The Danish carbon tax on livestock has had a more difficult birth than a purebred Belgian blue calf.

Over the last decade numerous reports and studies funded by the Danish government have proposed everything from a meat tax on products sold to consumers to direct taxation.

Ultimately the Danish government’s plan for a €100 / cow tax is not exactly groundbreaking because it is not the first country to push through a government effort to place a price on agricultural greenhouse gas emissions.

That honour goes to New Zealand/Aotearoa who initially proposed taxing cow methane only for it to be rolled back following government change.

As in Ireland however both countries are concerned about not only greenhouse gas (GHG) emissions but also water quality and in particular nitrates concentrations.

In Denmark there is now an extensive plan to address agriculture’s environmental impact and water quality features heavily with a particular focus on parts of the country with higher concentrations of nitrogen in water.

Danish water quality has been a long standing and much more severe issue than it is in Ireland., because as far back 2020 not a single monitored river had a nitrates concentration of less than 0.8mg/l – while Ireland currently has 38% of our rivers at that status.

Cattle tax

Though many in Ireland would expect the idea of a tax on cattle emissions as the policy of a green party in government, this is not the case with neither of Denmark’s green parties involved in the current ruling coalition.

More surprisingly, the government that has proposed this is made up of three centrist parties including the largest center-right coalition party – Venstre – who previously received widespread support from an estimated 29,554 Danish farmers.

Following internal disputes within the former agrarian party a ‘green tripartite’ was established to address the fact that emissions from Danish agriculture had not reduced for ten years.

This green tripartite contained several ministers, along with representatives from farming and environmentalist organisations. The outcome of this unique group was a strategy named Agreement on a Green Denmark with many elements familiar to European farmers.

Aside from the cow tax, due to start with a phase in from 2030 at 120 Danish Krone (DKK) or €16 per tonne of CO2 equivalent to it’s eventual price of 300 DKK (€40 approx) per tonne, the Danish government has some other big plans.

Peatland tax

Along with a tax on cow emissions, many farmers on peat type lowland soils will face a similar tax and in many areas with high nitrogen will be offered buy-outs to relocate their farms, similar to what we have seen offered in the Netherlands.

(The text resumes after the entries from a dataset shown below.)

Issue #303, opened 2026-07-19
Dynamic Media Mini Player with Customizable Layouts


mickolas9:
### Problem or Motivation

Managing media playback across various applications on macOS (like Spotify, Apple Music, or web browsers) currently requires switching back to those specific apps or using the native macOS Control Center, which feels clunky and lacks glanceable information on the desktop. There is no lightweight, native-feeling desktop utility to permanently see what is playing and quickly control it without interrupting my workflow.

### Proposed Solution

A native, lightweight media mini player that works universally with any active macOS media app. To keep it flexible for different desktop setups, it would be incredibly helpful to have a couple of basic layout variations:
- Control Bar Layout: A compact horizontal strip that permanently displays track info and basic playback controls.
- Minimal Art Layout: A clean, square layout showing only the album art. Hovering the cursor over the art would reveal the overlay controls.

### Feature Area

Other

### Mockups / References

N/A

ruvelro:
Hi! Take a look: https://github.com/vorssaint/vorssaint-utils/pull/297 

it works for you?

mickolas9:
> Hi! Take a look: [#297](https://github.com/vorssaint/vorssaint-utils/pull/297)
> 
> it works for you?

To be honest, I am not a radial-menu user.

PathGao:
Triage note, part of a batch pass over the open issues. The labels were applied by a contributor, not a maintainer ruling.

Blocked on PR #380 ("Add Dock Preview media controls"), which is open and currently conflicting with main.

Important caveat rather than a straight dependency: #380 only covers a mini player shown while hovering the Dock, not the persistent desktop player with customisable layouts this issue asks for. So when #380 lands, the remaining scope here should be re-read rather than assumed covered.

#380 also has a merge-order constraint — it touches the same Dock Preview files (`DockPreviewService.swift`, `DockPreviewSupport.swift`, `DockPreviewPanelView.swift`) as #862, and #830 has already merged ahead of both, so it needs a rebase before review.

PR #380, opened 2026-07-28
feat(dock-preview): add Dock Preview media controls

ruvelro:
## Summary

- Adds an opt-in mini-player to Dock Preview for the app that owns the current MediaRemote Now Playing session.
- Shows artwork when available, track title, artist, album, and previous/play-pause/next controls.
- Keeps normal window preview cards visible; media controls supplement a real window-preview session and do not create a separate panel for windowless apps.
- Ships disabled by default for existing and new users.

## Implementation

The player reuses the shared event-driven MediaRemote bridge, so it supports any Now Playing app without AppleScript, bundle-ID allowlists, Automation permission, or a polling timer. Playback commands use the same system media-key path as the radial player. The panel intentionally omits elapsed time and progress because MediaRemote requires timestamp/rate interpolation and a repaint cadence to keep those values truthful.

## Validation

- `./build.sh --test` -> `TESTS OK (8543 checks)`
- `git diff --check` -> clean
- GitHub CI restarted for db5158d

Ref #303


PathGao:
This went `CONFLICTING` when #830 (Dock Preview card and drag rework) landed. Two files:

- `Services/DockPreview/DockPreviewService.swift` — `@Published orientation` vs this branch's `@Published mediaPlayer` at the same point, plus the `DockPreviewSupport.panelSize(...)` call that #830 gave an `orientation:` argument.
- `UI/Switcher/DockPreviewPanelView.swift` — three hunks, all `orientation` vs `mediaPlayer` in the same parameter lists and struct fields.

All add-alongside; nothing here is a design collision with #830.

Could you rebase onto current `main`? Note #862 adds `closeActionTitle` to those same two structs, so whichever lands first, the other needs a second pass.

PathGao:
Before the conflicts: this adds a third mechanism for something the app already answers twice, and that is the thing to settle first.

**"What is playing" already has an answer here.** `RadialNowPlayingService.swift:291` reads Now Playing through the private MediaRemote framework for **any** app, with parsing already factored out into `RadialNowPlayingSupport.snapshot(info:)` (`RadialMenuSupport.swift:305`). `DockMediaPlayerService.swift:57-61` instead hardcodes three bundle ids — `com.spotify.client`, `com.apple.Music`, `com.apple.iTunes` — over AppleScript. Safari, Chrome, Podcasts, TV, IINA, VLC get nothing.

**"Send a transport command" also already has one.** `RadialMenuMediaKey` (`RadialMenuSupport.swift:255-264`) posts NX media keys for play/pause/next/previous, app-agnostically. `DockMediaPlayerService.swift:190-205` sends AppleScript instead. A user with Now Playing in the radial menu and a hover on the Spotify Dock icon is driving two different code paths for the same two buttons.

Reusing those two would delete most of this PR and make it work for every player at the same time.

**A behaviour change the title does not mention.** `beginSession` now prefers the media panel over window thumbnails for Music, Spotify and iTunes. While something is playing, those three apps lose Dock Preview window previews entirely, with no modifier to get them back. The fallback to `beginWindowSession` only happens after the AppleScript snapshot returns nil — one round trip later — so hovering with nothing playing shows a placeholder media panel (title = app name, state `.stopped`) that then resizes into the window panel.

**Default is `true`.** `dockPreviewMediaControls` is registered `true`, so any existing user who already has Dock Preview enabled gets this on upgrade. Combined with `AppleScriptRunner.consentToAutomate(bundleID:)` calling `AEDeterminePermissionToAutomateTarget(..., askUserIfNeeded: true)`, merely hovering the Spotify or Music Dock icon raises a macOS Automation permission dialog for a feature they never asked for. Defaulting a new feature off is the convention here — `dockPreviewEnabled` itself is `false`.

Smaller:

- `startMediaRefreshTimer` fires an AppleScript round trip every second for as long as the panel is visible, plus an extra `scheduleMediaRefresh(after: 0.28)` per button press. Serial queue, so slow targets back up rather than overlap, but there is no coalescing or backoff. (The AppleScript is correctly kept off the main thread.)
- `loadArtwork(from:)` does `Data(contentsOf: url)` on a Spotify artwork URL — a remote https fetch with no timeout and no `URLSession`, blocking the media queue for as long as the network takes.
- `perform(_:for:)` discards the AppleScript result, so a refused or failed transport command is silent.
- `DockPreviewPanelView.swift:42-60` hardwires the pinned panel to `mediaPlayer: nil` and hides the pin button in media mode, so a mini player can never be pinned. Consistent with `DockPreviewService.togglePinned` already guarding `!windows.isEmpty`, but it means the feature never joined the pin mechanism.
- No test coverage added, unlike #862 and #844 in the same area.

On the merge itself: it conflicts with `main` in `DockPreviewService.swift` and `DockPreviewPanelView.swift` where #830 added `orientation`, and textually with #862 at `Defaults.swift:71` and `SettingsView.swift:850`.

PathGao:
Ref #303

PathGao:
Following up with a concrete list, since the two comments above are analysis and this is what would actually move the PR. In this order — the rebase is last on purpose.

### 1. Read "what is playing" from MediaRemote instead of three bundle ids

`RadialNowPlayingService.swift:291` already has `MediaRemoteNowPlayingBridge`, and the parsing is already a pure function: `RadialNowPlayingSupport.snapshot(info:isPlaying:appBundleIdentifier:appPID:)` at `RadialMenuSupport.swift:305`, returning a `RadialNowPlayingSnapshot` with title / artist / album / artwork. `playbackIsActive(remoteIsPlaying:info:)` at `:300` is the "is anything playing" test.

Calling those deletes `DockMediaPlayerService`'s AppleScript metadata path, the `supportedBundleIDs` set at `:57-61`, and `loadArtwork(from:)` — and the feature starts working for Safari, Chrome, Podcasts, TV, IINA, VLC and everything else, which the hardcoded three never will.

It also removes the `AEDeterminePermissionToAutomateTarget` prompt entirely, which is worth having gone on its own.

### 2. Send transport with the media keys, not AppleScript

`RadialMenuMediaKey` at `RadialMenuSupport.swift:253-264` already maps play/pause, previous and next to the aux key codes the physical keys post (16 / 20 / 19). That is app-agnostic and it is what the radial menu's own buttons use.

Replacing `perform(_:for:)` (`DockMediaPlayerService.swift:190-205`) with those drops the last AppleScript call, and with it the silent-failure problem — `perform` currently discards the script result, so a refused command looks identical to a successful one.

### 3. Default the preference off

`DefaultsKey.dockPreviewMediaControls` is registered `true`. `dockPreviewEnabled` itself is `false`, and that is the convention here: a new feature arrives off. As it stands, anyone who already uses Dock Preview gets this on upgrade without asking.

### 4. Don't replace window previews without a way back

`beginSession` currently prefers the media panel for the supported apps whenever something is playing, so those apps lose Dock Preview window thumbnails entirely with no modifier to get them back. And because the fallback to `beginWindowSession` only happens after the snapshot returns nil — one round trip later — hovering with nothing playing shows a placeholder panel (title = app name, state `.stopped`) that then resizes into the window panel.

Two options, either is fine: show the mini player *alongside* the window cards rather than instead of them, or keep the swap but decide it synchronously off the already-cached Now Playing state so there is no placeholder frame. What should not stay is the current shape, where a user who wants the window list for Spotify has no way to ask for it.

### 5. Drop the 1s timer

`startMediaRefreshTimer` fires a round trip every second the panel is visible. MediaRemote publishes change notifications — `registerForNotifications()` in the existing bridge — so the panel can be driven by those instead of by polling. If a timer is still wanted as a backstop, it should be much slower and coalesced.

### 6. Then rebase

Leaving this last because the conflict has grown: `DockPreviewPanelView.swift` is at 9 hunks now and `DockPreviewService.swift` at 2, all of them `orientation` / `onTogglePinned` versus `mediaPlayer` in the same parameter lists and struct fields — "keep both" every time. Rebasing before steps 1–5 means doing it twice.

One coordination note: #862 adds `closeActionTitle` to the same two structs. Whichever of you lands first, the other gets one more pass — so it is worth knowing that is coming rather than discovering it.

### Not asking you to change

The pinned panel being hardwired to `mediaPlayer: nil` is consistent with `DockPreviewService.togglePinned` already guarding `!windows.isEmpty`, so leaving mini players unpinnable is a defensible call — just say so in the description rather than leaving it looking accidental. And `AppleScriptRunner` being kept off the main thread was correct; that part matched the doc comment exactly.

PathGao:
Separate from the design points above, the localization pass has two defects that will survive whatever you decide about MediaRemote.

**Portuguese was never translated.** `Localization.swift:1310-1311` sits inside the `ptBR` table — its neighbours are "Diminua para ver mais do que está atrás do painel." — and both new values are the English strings verbatim, identical to `:2250-2251` in the `enUS` table. Portuguese users get English for this toggle.

**Four locales are stripped of their diacritics.** Every other line in those files carries them; these do not:

- `Strings+German.swift:227` — "Mediensteuerung **fuer** Musik-Apps anzeigen", two lines above "Öffnungsverzögerung"
- `Strings+French.swift` — "commandes **multimedia**", "les **details** du morceau", "miniatures de **fenetres**"
- `Strings+Spanish.swift` — "apps de **musica**", "**caratula**", "**reproduccion**"
- `Strings+Turkish.swift` — "**Muzik** uygulamalari icin medya denetimlerini **goster**"

Chinese, Japanese, Korean, Russian and Italian are fine. Fixing this is mechanical: für, multimédia / détails / fenêtres, música / carátula / reproducción, Müzik / uygulamaları / için / göster, and a real Portuguese translation.

**One code point, small but on the hot path.** `DockMediaPlayerService.swift:45` compares `artwork?.tiffRepresentation` inside `==`, so every equality check re-encodes both album covers to TIFF. It buys nothing today — `refreshMediaNow` assigns `self.mediaPlayer = snapshot` unconditionally, so the comparison never suppresses a publish — but SwiftUI may still call `==` while diffing the panel, and I could not determine from the source which paths do. Carry the artwork URL in `DockMediaPlayer` and compare that instead; it is the actual identity, and it costs a string compare.

ruvelro:
Addressed the review feedback in b1f1fd0:

- replaced the three-app AppleScript implementation with the shared MediaRemote bridge and media-key commands
- made updates event-driven (no one-second polling timer) and supports any current Now Playing app
- defaults the mini-player off and shows it alongside window previews instead of replacing them
- compares artwork data directly instead of TIFF encodings
- corrected the localized copy/diacritics and generalized it beyond the original three apps

Validation is green: 8,543 local checks, release build, self-test, and both GitHub CI jobs. The branch is mergeable. Please re-review and clear the incomplete label if everything looks good.

PathGao:
b1f1fd0 does what it says on the four design points — MediaRemote instead of the three bundle ids, media keys instead of AppleScript, default off, alongside instead of replacing. Diacritics and the Portuguese translation are correct now. Three things left.

**Progress is wired to nothing.** `snapshot(for:)` passes `position: nil, duration: nil`, and `RadialNowPlayingSnapshot` has no elapsed/duration fields to pass anyway. So `progress` is always nil: the capsule renders at width 0 and both labels read `--:--`, for every track, forever. The PR body still promises "position, duration, progress".

Wiring it properly is more than two extra keys — MediaRemote's elapsed time is a value sampled at `kMRMediaRemoteNowPlayingInfoTimestamp`, so a bar that moves needs elapsed + timestamp + rate and a repaint timer, which is the polling you just deleted. Deleting `progressView` is the cheaper answer, and it takes `position` / `duration` / `progress` out of `DockMediaPlayer` with it.

**The status label is hardcoded English and redundant.** `Text(player.state == .playing ? "Playing" : ...)` is the only user-facing string in this PR that doesn't go through `l10n.s`, in the same PR that added 13 locale entries. It also states what the play/pause icon two rows below already states. Delete it rather than adding three keys across 13 files. (`.stopped` is never constructed either — `snapshot(for:)` only produces `.playing` or `.paused`.)

**A media-only panel can't happen, but the view expects one.** `if !windows.isEmpty` guards the card run, yet `beginWindowSession` returns early when the list is empty (the "app with no real windows shows nothing" path in the hunk's context lines), so `startMediaIfEnabled` never runs for a windowless app. Hover a playing app with no previewable window and you get no panel at all. Either that branch is dead or the early return needs an exception — worth deciding which.

Smaller:

- `startMediaIfEnabled` assigns `mediaObservers = observeChanges(...)` without removing the previous tokens. If any re-point path reaches it without `tearDownVisuals` first, three observers leak per hover for the process lifetime. I can't see enough of `beginSession` to tell whether that path exists; `stopMediaObserving()` as the first line makes it moot either way.
- `DockPreviewSupport.mediaPanelSize(screenVisibleFrame:)` is added and never called. `DockMediaPlayer.hasTrack` likewise.
- `mediaPanelWidth` / `mediaPanelHeight` scale with `PreviewSizing.scale`, but the artwork (112), spacing and button sizes inside `DockMediaPlayerPanel` are fixed. At a small enough scale a 112pt cover won't fit a 174×scale panel. I can't see the range `PreviewSizing.scale` takes, so I don't know whether that's reachable.
- `Defaults.swift:805` — `switcherShowFullscreenWindows` and `switcherAppRules` got joined onto one line, unrelated to this PR.
- The Summary still says "for Spotify, Music, and iTunes" and the Notes paragraph still describes Apple Events and the Automation prompt. Both describe the implementation b1f1fd0 removed.

**Impact:** anyone who turns the toggle on gets a progress bar that never moves, `--:--` at both ends, and an English status word in all 13 locales. No crash, no data loss.
**Merge:** needs the progress row settled (wire it or delete it) and the body rewritten to match b1f1fd0 first. Keeping `incomplete` until then.

ruvelro:
Addressed the remaining review in db5158d:

- removed position, duration and progress from DockMediaPlayer and deleted the inert progress row
- removed the hardcoded/redundant playback-state label and simplified the model to isPlaying
- made the UI explicit that media supplements a real window-preview session; windowless apps do not open a separate media-only panel
- stop existing media observers before every new registration
- removed mediaPanelSize and hasTrack
- made the fixed-content media panel dimensions fixed as well, and reduced its height after removing progress
- restored the joined Defaults entries
- rewrote the body for MediaRemote, media keys, any Now Playing app, default-off behavior and the absence of progress

Local validation: 8,543 checks, release build, self-test and diff check pass. Both GitHub CI jobs are green.

PathGao:
db5158d clears the last round: the progress row and its three model fields are gone, the hardcoded state label with it, `stopMediaObserving()` runs before every registration, `mediaPanelSize` and `hasTrack` are gone, the panel dimensions are fixed, and the body describes what the code does. One copy defect left, and it is the thing b1f1fd0 was for.

**Seven locales still say "music apps."** English is `Show media controls for playing apps`. These kept the pre-generalization wording:

- `Strings+ChineseSimplified.swift:227` — 显示**音乐 App** 的媒体控制
- `Strings+ChineseTraditionalHK.swift:228` and `Strings+ChineseTraditionalTW.swift:228` — 顯示**音樂 App** 的媒體控制
- `Strings+Japanese.swift:227` — **音楽アプリ**のメディアコントロールを表示
- `Strings+Korean.swift:228` — **음악 앱**의 미디어 컨트롤 표시
- `Strings+Russian.swift:228` — для **музыкальных** приложений
- `Strings+Italian.swift:227` — per **app musicali**

The caption directly beneath each one is already generalized — 正在播放媒体的 App, 재생 중인 앱, воспроизводящее приложение, un'app in riproduzione — so inside a single locale the label and its own caption disagree. Someone reading the Japanese or Russian settings list is told this is for music apps and never turns it on for Safari or Podcasts, which is the reach the MediaRemote rewrite bought. `Strings+Turkish.swift:227` "Müzik çalan uygulamalar" is the same shape, milder: it reads "apps playing music" rather than "playing apps."

Smaller:

- `Defaults.swift:76` — the key comment still reads "show player controls for supported music apps." There is no supported set any more.
- `stopMediaObserving()` nils `currentMediaSource` but leaves `mediaPlayer` set. `startMediaIfEnabled` calls it first, so a session that starts without `tearDownVisuals` having run carries the previous app's mini player into `showPanel`'s sizing and into the panel until the next snapshot lands. I still can't see the middle of `beginSession`, so I don't know whether that path exists — `mediaPlayer = nil` inside `stopMediaObserving()` makes it moot either way.
- `snapshot(for:)` builds `NSImage(data:)` inside the `DispatchQueue.main.async` block, so album art decodes on the main thread on every track change. The completion already arrives off-main; constructing `artwork` before the hop is a two-line move. Same class as the TIFF issue, mirrored.
- `showPanel` reads `mediaPlayer` before `startMediaIfEnabled` runs, so the panel always opens window-sized and grows one MediaRemote round trip later. The shared bridge is registered for change notifications now, so it could hold the last snapshot and answer that synchronously.
- `observeChanges` latches `notificationsRegistered` and never clears it, so the first hover with the toggle on registers the process with MediaRemote for its lifetime, including after the toggle goes back off. Whether that is worth an unregister call depends on the symbol existing, which I can't check from here.
- The three transport buttons carry no accessibility label, and `.accessibilityElement(children: .combine)` plus `.accessibilityLabel(accessibilityText)` names the whole block after the track, so previous / play-pause / next arrive unnamed. If the radial menu already has localized names for those three, reuse them rather than adding keys — I can't see whether it does.

**Impact:** anyone reading the settings list in Chinese, Japanese, Korean, Russian or Italian is told the feature is for music apps and won't enable it for the browsers and podcast players b1f1fd0 added. No runtime effect.
**Merge:** needs the seven toggle labels regeneralized first. Keeping `incomplete`.

ruvelro:
Addressed the new review in `efd2f2f5`:

- generalized the Dock media-controls toggle in Simplified Chinese, both Traditional Chinese locales, Japanese, Korean, Russian and Italian; Turkish is generalized too
- updated the stale Defaults comment
- `stopMediaObserving()` now clears the previous `mediaPlayer`
- album art is decoded before hopping to the main queue
- previous, play/pause and next now reuse the localized Radial Menu labels for accessibility

I left the suggested MediaRemote snapshot cache and unregister path unchanged because those were exploratory and no verified unregister symbol/API was identified. Local validation: 8,543 checks, release build, self-test, and diff check all pass. Please re-review and clear `incomplete` if the required copy fix is now settled.

PathGao:
efd2f2f5 settles the copy: all seven toggle labels are generalized and agree with their own captions, Turkish included. The stale `Defaults.swift` comment, the `mediaPlayer` clear in `stopMediaObserving()`, the artwork decode before the main hop, and the reused radial labels on the three buttons are all in. Leaving the snapshot cache and the unregister path alone is right — neither had a verified symbol behind it.

Read the rest of the diff again; nothing at a level that holds it. Two things I did not verify:

- The three notification names and `MRMediaRemoteRegisterForNowPlayingNotifications` are string lookups into a private framework, so a green build says nothing about them. Only a real machine shows whether the panel updates on track change.
- `stopMediaObserving()` clearing `mediaPlayer` made the re-point case better, not moot. `showPanel` still reads `mediaPlayer` before `startMediaIfEnabled` runs, and `refreshMediaNow` returns early when the new snapshot and the current value are both nil, so it never resizes. If a re-point path reaches `beginWindowSession` without `tearDownVisuals` first, the panel opens 144pt too tall for a non-playing app and stays that way for the hover. Same blind spot as before: I can't see the middle of `beginSession`.

**Impact:** none I can name from the diff. Off by default, and the residual risk is the sizing case above, which needs a hover on real hardware to settle either way.
**Merge:** ship it.

ref #303

PathGao:
Since your work impact UI，did you match our new dock preview UI from v3.3.3 beta3?

PathGao:
Holding this one — the data path is the part macOS restricted.

**MediaRemote is entitlement-gated.** Apple closed third-party access to `MRMediaRemoteGetNowPlayingInfo` and the Now Playing notifications in 15.4; an unentitled process gets an empty answer. I can't test that from here, and a green build proves nothing: every symbol is a `dlsym` lookup and every call is optional-chained, so on 27 the failure is silent — `registerNotifications?(.main)` no-ops, the observers never fire, `fetch` finishes nil at the 0.75s timeout, and the panel simply never appears.

Unless you've already confirmed otherwise: run a signed build on 27, hover a playing app, and check the panel shows up and that play/pause flips its icon when pressed. If it comes back empty, this needs a different source (the mediaremote-adapter system-perl route is where other apps went) and the branch gets redone on top of that. The same question covers the radial menu's Now Playing, which already ships on this bridge — if that one works on your Mac today, say so and this closes.

Also `CONFLICTING` again after #830's card and drag rework. Rebase after the 27 answer, not before.

**Impact:** if MediaRemote is closed on 27, the toggle does nothing and reports nothing. Off by default.
**Merge:** needs the macOS 27 check answered, then the rebase. Swapping `ready to merge` for `incomplete`.

ref #303

PathGao:
Closing this, and taking the problem over on our side; you did nothing wrong here, the platform moved under the branch.

Measured today on macOS 26.6.2 with the shipped 3.3.3-beta.3: with a session playing (Control Center showed it, and Vorssaint's own play/pause toggled it), the radial menu's Now Playing card never appears. `MRMediaRemoteGetNowPlayingInfo` answers an unentitled process with nothing since macOS 15.4, the bridge times out at 0.75 s, and the action falls into the "nothing playing" branch, which shows nothing. So the bridge this PR builds on has been empty on every 15.4+ Mac since it shipped, and the Dock Preview card would be empty the same way.

The fix is a different data source, not a rebase. A PR replacing the bridge (the route DockDoor took after 15.4: `/usr/bin/perl` loading a small helper library, since perl carries the entitlement) is being prepared; once it is in, the Dock Preview mini-player gets redone on top of it with you credited for the design and the #303 work. Keep the branch; the panel layout and the toggle copy are reusable as they are.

The government has also promised 40 billion DKK (in the region of €5.36 billion) to support planting 250,000 hectares of forest on agricultural land triple the current rate of afforestation.

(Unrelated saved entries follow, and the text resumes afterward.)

PR #381, opened 2026-07-28
Add Dock Preview background opacity

ruvelro:
## Summary

- add a Dock Preview background opacity preference
- expose a 0-100% slider in Switcher settings
- apply the opacity only to the preview panel material and border, leaving thumbnails and controls fully readable

## Validation

- swift build


vorssaint (approved):
Thanks for this. Good idea and the strings were all there already.

I pushed some changes onto your branch. The base was behind, so the material had moved into a private view and the option needed rewiring to reach it. I also matched the slider to the other sliders on that page, gave it a floor so the panel keeps its shape, and made reduce transparency win over the stored value.

Tested it here and merging it now.

PR #400, opened 2026-07-31
Fix saved search losing its argument in the command bar

tenbux:
## Summary

- add CommandBarLinks.rankingTitle, scoring a saved-search row against the
  whole query once its name is followed by an argument, against its own name
  otherwise
- wire it into CommandBarService.searchRows for rows with source .links only
- add three CommandBarLinks.rankingTitle checks alongside the other link
  tests in Tests/MetricsTests.swift

## Root cause

Every row is scored by matching each typed word against its title
(CommandBarSearch.score). A saved search's row matches on its own name, so
typing anything after that name, like "ddg the titanic" instead of just
"ddg", introduced words the title could not match, and the row fell out of
the results right before the moment it was meant to run. The row's own
subtitle ("Type what to look for after the name") promises the opposite.

## Verification

- ./build.sh --test: TESTS OK, 5637 checks (5634 on main before this change,
  +3 for the new checks)
- ./build.sh: release build, no warnings
- ./build/Vorssaint --selftest: SELFTEST OK
- ./build.sh --dev --install: built and ran a Developer-id build alongside
  the real app, added a saved search (ddg -> https://duckduckgo.com/?q={query}),
  confirmed "ddg the titanic" now stays matched and opens DuckDuckGo with the
  right query in the default browser

### DIFF
--- a/Sources/Vorssaint/Services/CommandBar/CommandBarLinks.swift
+++ b/Sources/Vorssaint/Services/CommandBar/CommandBarLinks.swift
@@ -117,6 +117,13 @@ enum CommandBarLinks {
         return words.dropFirst(nameWords).joined(separator: " ")
     }
 
+    /// What a link's row is scored against. Its own name works until the
+    /// person types something after it — from there the row has to be scored
+    /// against everything typed, or the extra words sink it out of the list.
+    static func rankingTitle(name: String, query: String) -> String {
+        trailingArgument(query: query, name: name) != nil ? query : name
+    }
+
     /// The URL a link opens, or nil when what was saved cannot be opened. A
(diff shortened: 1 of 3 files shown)


vorssaint:
Thanks for this one. You were right about the worst part of it, the row left the list at the exact moment it was about to run, and the app itself walks people into that by prefilling the name and keeping the bar open.

Merged, with a small follow up on top. The whole query now ranks only the saved searches that actually read what you type after the name, so a plain link or folder does not take over the list when you keep typing, and the ranking used inside a category got the same treatment.

It ships in 3.2.1 and you are credited in the changelog.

However not all of this will be timber or biomass, 100,000 hectares cannot be used for forestry operations instead leaving trees unharvested, 80,000 by private owners and 20,000 by state entities.

Other elements read even more extreme to an Irish eye including removing 140,000 hectares of farmland on peat and drained wetland from agriculture entirely.

Should farmers on high carbon lowland peat type soils be unwilling to participate in essentially abandonment of their land, or “phase out” as described in the document, then they can expect to pay a tax of €5.36/tonne of carbon.

Emissions

Given the reported emissions from farmed peat soils in 2018 was approximately 28t/ha this would mean every hectare would cost a farmer €150/year.

If this tax is deemed not to have been effective in reducing farming on high organic matter soils they will be reviewed in 2027 with the potential to increase taxation further.

It is hard to imagine such a massive move as removing 15% of agricultural land from production along with a potential climate charge of €100 per cow being welcomed by Irish farm organisations.

Farm organistion

But the conclusion of the negotiations appear to have satisfied farm umbrella organisation chair, Soren Sondergaard, who is head of the Danish Agriculture and Food Council (DAFC).

He said: “These are major and difficult compromises.

“It was a prerequisite for being part of the tripartite in the first place, and we have been willing to do so.

“But we have also gained real influence and left a significant mark that will be decisive for Denmark’s future food production and future generations of farmers”.

The organisation has welcomed the fact that farmers making certain investments and changing practices on their farms can exempt themselves from the cow tax.

While many of Denmark’s water quality and GHG challenges due to agriculture are greater than Ireland’s only time will tell if this extensive plan will become the basis for greater EU wide action or an ambitious but failed exercise.